外交官の仕事からどんどん外れていきますがw




第120話 スピリッツとフォード式大量生産法

 

 

 

「あー、つまりシェレンベルク君は、フィンランド軍にソ連規格の装備を回せと」

 

「目下の近々の供給先はそこでしょうが、南部戦線や中央線戦でも需要は高いでしょう。特にウクライナは現在のストック分の部品でも欲しいはずです。後は閣下の私兵たる”リガ・ミリティア”でも需要があるでしょうな。無論、バルト三国にも」

 

 使えそうなT-34とかの部品でも見繕って、とりあえずウクライナに送ってやるか。

 T-34は、砲弾には強いが、加工精度やら品質やらの問題で、耐久性や信頼性は低いんだよな~。性能のばらつきや不良品率高いし。

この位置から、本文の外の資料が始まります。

PR #682, opened 2017-02-10
Change constant to expression for readability

barun511:
Also removes the comment, since it was no longer necessary after the change.

### DIFF
--- a/src/lib_ccx/ccx_encoders_webvtt.c
+++ b/src/lib_ccx/ccx_encoders_webvtt.c
@@ -210,7 +210,7 @@ int write_webvtt_header(struct encoder_ctx *context)
 	if (ccx_options.webvtt_create_css)
 	{
 		char *basefilename = get_basename(context->first_input_file);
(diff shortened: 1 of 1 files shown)


barun511:
I thought that replacing 4 with strlen(".css") makes more sense than adding 4 and explaining why 4 is being used as a comment.

saurabhshri:
This is 4 times costlier than the previous way. I see no problem in using a
constant. Readability is same.

CCExtractor is a core component in huge number of services where it is
needed to run several times. The _minor_ change as this becomes quite
visible in that scenario. We should try to make it faster and more
efficient. :)

On 10-Feb-2017 11:08 AM, "Barun Parruck" <notifications@github.com> wrote:

I thought that replacing 4 with strlen(".css") makes more sense than adding
4 and explaining why 4 is being used as a comment.

—
You are receiving this because you are subscribed to this thread.
Reply to this email directly, view it on GitHub
<https://github.com/CCExtractor/ccextractor/pull/682#issuecomment-278862255>,
or mute the thread

barun511:
Fair enough! Thanks for the feedback :)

 正直に言えば、「つよつよ兵器だが、ただし使い捨てである」なんて感じだ。

 よく、「表面仕上げは荒いが、中身に手は抜いてない」ってコメントも聞くが、そりゃ設計の話で内部の部品の仕上げは正直、ドイツの基準なら確実にはねられる物が多い。基本的には「不良品の多さを、全体の製造数の多さで補うドクトリンに適応した兵器」だろう。

 それはともかく、

 

「私兵言うなし」

 

 言うに事欠いてなんてこと言いやがる!

 

 いや、でもリガ市で結成された”バルト三国義勇兵団(リガ・ミリティア)”の皆さん、付き合い良いから助かってんのも確かなんだよな~。

 しかも彼ら、俺が頼む仕事のせいか自衛隊チックな側面……工兵やら土木作業やら救助作業やらの非戦闘的側面支援の腕前メキメキ上げてきて、つい給料をはずみたくなるんだよ。

 

 実はクリスマスには、一人一瓶ずつウォッカ……は量が量だけにそこまで手に入らないから、かき集めたアルコール度数高めの蒸留酒(スピリッツ)をボーナスとして進呈しようと思ってる。いや~、この時代だと3万本くらいの発注を一気に引き受けてくれる業者とか中々無いのな。

 という訳で、ぶっちゃけもういくつかの業者に発注してる。当然、俺のポケットマネーでだぞ?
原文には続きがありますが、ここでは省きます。